A large woven mat was spread out in a section of the dining area. Tuamo summoned all who dared to take part in the ceremony to sit cross-legged in a circle around the mat. Selected from the group was one to act as the chief, known as “Ratu” and one to be his spokesperson. Once the ceremony had begun no one was allowed to leave the circle without asking permission from the chief through his spokesperson, as direct communication was forbidden. The ground Kava root was brought to the mat in bags that were emptied into a large wooden bowl and mixed with water.
The ritual involves communal drinking of the Kava mixture from a half coconut shell that is filled from the large wooden bowl and served to each member one at a time. The chief initiates the process. Upon receiving the cup, one must clap, drink it down, clap again then hand it back to the server to be passed to the next member.
The flavor of the muddy looking liquid is earthy, bitter and numbs the tongue. It is clearly an acquired taste. It is often described as a mildly narcotic substance, but after consuming 3 full cups, the only effect that we noticed was a numb tongue. I got the feeling that one would probably get sick to their stomach before they could drink enough to actually get a buzz.

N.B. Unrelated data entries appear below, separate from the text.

PR #20, opened 2024-01-10
RFC: Format Specification for String Interpolation

menarulalam:
We are adding string interpolation format specification to Luau with this change. It supports the same formats as `string.format` and is delimited by a `,`. 

[Rendered view](https://github.com/luau-lang/rfcs/blob/string-interpolation-format-specification/docs/string-interpolation-format-specification.md)

EDIT: Update, this is on hold unless we can find a good delimiter. The problem with `,` and `:`  (e.g. print(`{x:.2f}`) is they are both used in other contexts.

### DIFF
--- a/docs/string-interpolation-format-specification.md
+++ b/docs/string-interpolation-format-specification.md
@@ -10,7 +10,7 @@ Most languages allow for format specifiers such as python f-strings or printf in
 
 ## Design
 
-Under the hood, this will just be syntactic sugar in addition to the current implementation of interpolated strings. Before, interpolated strings were passed to `string.format` with no format was speified, but now we will also pass the optional format specifier. We decided on `,` to act as the delimiter for format specification.
+Under the hood, this will just be syntactic sugar in addition to the current implementation of interpolated strings. Before, interpolated strings were passed to `string.format` with no format was specified, but now we will also pass the optional format specifier. We decided on `,` to act as the delimiter for format specification.
 
 To give some examples, this is how it would look like in code:
 
--- a/docs/string-interpolation-format-specification.md
+++ b/docs/string-interpolation-format-specification.md
@@ -1,0 +1,35 @@
+# Format Specification for String Interpolation
+
+## Summary
+
+This feature allows us to give format specifiers when printing interpolated strings such as `.2f` for a float rounded to two decimal places or `x` for printing in hex. It has all of the format specifiers available in `string.format`. It is delimited by a `,` in interpolated strings. 
+
+## Motivation
+
+Most languages allow for format specifiers such as python f-strings or printf in C. Lua also supports `string.format` but we want to make it easier to use with interpolated strings. 
+
+## Design
+
+Under the hood, this will just be syntactic sugar in addition to the current implementation of interpolated strings. Before, interpolated strings were passed to `string.format` with no format was speified, but now we will also pass the optional format specifier. We decided on `,` to act as the delimiter for format specification.
+
+To give some examples, this is how it would look like in code
+
+```lua
+balance = 100.2035
+print(`You have ${balance,.2f} in your bank account`)
+```
+`You have $100.20 in your bank account`
+
+```lua
+number = 12345
+print(`12345 is 0x{number,x} in hex!`)
+```
+`12345 is 0x3039 in hex!`
+
+## Drawbacks
+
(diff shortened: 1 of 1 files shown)


docs/string-interpolation-format-specification.md
```diff
@@ -0,0 +1,37 @@
...
+
+This feature allows us to give format specifiers when printing interpolated strings such as `.2f` for a float rounded to two decimal places or `x` for printing in hex. It has all of the format specifiers available in `string.format`. It is delimited by a `,` in interpolated strings. 
+
+## Motivation
+
+Most languages allow for format specifiers such as python f-strings or printf in C. Lua also supports `string.format` but we want to make it easier to use with interpolated strings. 
+
+## Design
+
+Under the hood, this will just be syntactic sugar in addition to the current implementation of interpolated strings. Before, interpolated strings were passed to `string.format` with no format was speified, but now we will also pass the optional format specifier. We decided on `,` to act as the delimiter for format specification.
```
alexmccord, line 13:
```suggestion
Under the hood, this will just be syntactic sugar in addition to the current implementation of interpolated strings. Before, interpolated strings were passed to `string.format` with no format was specified, but now we will also pass the optional format specifier. We decided on `,` to act as the delimiter for format specification.
```

docs/string-interpolation-format-specification.md
```diff
@@ -0,0 +1,37 @@
...
+
+This will support most additions that could be made to `string.format` in the future as well. 
+
+## Drawbacks
+
+There are no clear drawbacks to this.
+
+## Alternatives
+
+We have also considered allowing arbitrary format specifiers and not just ones supported by `string.format`. We would allow `__tostring` to take a second format argument, and that specifier get passed into it. We determined that we won't do this for now because it could mess up backwards compatibility on existing `__tostring` calls and a performance regression since we can't assume `tostring` will only have one argument anymore. Also for specifiers that work with `string.format` will be slower than just using `string.format`
```
alexmccord, line 37: There are no backward compatibility concerns I'm aware of? Can you provide an example where such code would break?

menarulalam: Theoretically if a 2nd argument is supplied to tostring, it will be used in this case?

menarulalam:
We can't use `,` as a delimiter as this breaks on a list like this:
```
{
    "import": [
        "A",
        "B",
        "C",
    ]
}

```
any suggestions?

docs/string-interpolation-format-specification.md
Kampfkarren:
```lua
local function getString(thing: T, padding: number?)
    local text = thing.name
    if padding ~= nil then
         text = string.rep(' ', padding) .. text
    end
    return text
end

setmetatable(Thing, {
    __tostring = getString,
})

-- Other calls
print(getString(thing, 4))
```

alexmccord: I guess technically you could write `tostring(x, y)` and it'd work just fine and discards `y` and indeed, adding this feature would turn a dormant bug into a breaking bug. I still consider that an extremely unlikely event except in the case of variadics which makes it look inconspicuous at first. Something as weird as this most certainly would change behavior.

```lua
local t = setmetatable({ 1, 2, 3, 5 }, {
  __tostring = table.concat
})

-- before this RFC:
print(tostring(t)) -- 1235
print(tostring(t, ",")) -- 1235
print(`{t,,}`) -- illegal

-- after this RFC:
print(tostring(t)) -- 1235
print(tostring(t, ",")) -- 1,2,3,5 (behavior changed)
print(`{t,,}`) -- 1,2,3,5
```

But it's not backward incompatible via format specifiers in string interpolation syntax because it's syntactically invalid to even write one right now.

alexmccord: One idea is that we allow `__tostring` to have two arguments, but `tostring` can only forward the first argument?

Wunder-Wulfe:
I really like the idea, and although I think the comma delimiter as fine, as syntactically, there is no valid reason to be using tuples/variadics from within the string, however, I would suggest the following possible alternatives:
```
`my variable is {{variable}d}`
`my variable is {variable!d}` (mimics python with !r and !s to call repr() and str())
`my variable is ${variable!d}` 
```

Another optional afternoon activity that the resort offered was a hike to a nearby waterfall. Friendly Tuamo was our guide for this activity as well. As luck would have it, the weather that had been mostly sunny during our stay turned to intermittent showers that day and during our mostly uphill hike to a somewhat less than impressive waterfall, it decided to pour. Looking on the bright side, the rain did make what might have been a hot sweaty event more refreshing. The hike itself provided an opportunity to see some of the landscape outside of the resort and learn something about the local flora. One little tidbit we learned was about a vine that grew along the trail called the “Mile a Minute Vine.” Tuamo informed us that this vine had coagulation properties and was used by the locals to stop bleeding.
Drenched and muddy, we arrived back at the resort just in time to witness the legendary “Firewalkers.” Indigenous fire-walking was originally practiced only on the island of Beqa and was a significant religious event that involved the entire community. The fire-walkers were required to abstain from having sex and eating coconut for 1 month prior to their walk across the searing coals.
The preparation for the event at Beqa Lagoon Resort began in the morning with building a huge bonfire. By the time we arrived late in the afternoon, the fire had died down to a small flame and the coals were being prepared for the final event. During the preparation there was periodic chanting amongst the fire-walkers. Once the coals were ready, each member dressed in warrior garb, made their way across the hot stones, one at a time, pausing briefly in the middle for effect. Though the event has clearly switched from a spiritual practice to a commercial one, it was still a unique representation of a different culture.
There is an opportunity provided by the resort to meet the actual chief of a nearby village, unfortunately we missed the scheduled event due to our shark dive. We did take a guided walk to the village and were shown the chiefs house. There we met his son you who officially welcomed us to the village and apologized for his father’s absence. It is customary to bring a gift when you visit the chief, so we brought… what else… Kava!
It turns out that we actually did meet the chief on the path to the village but just didn’t know it. He was just a guy carrying a machete, walking with his wife who was also carrying a machete. Who knew!
Last but surely not least, the resort has a spa on the property where I was treated to the best massage I have had in a long time. It was 70 minutes of pure bliss! The treatment I received was “The Signature Massage,” and is a combination of Lomi Lomi and deep tissue techniques. Oooh la la, no tired diving muscles after that!
On our departure we were again serenaded by the resort staff who gave us Hibiscus flowers that we were to cast into the sea as we floated away indicating that we would return one day.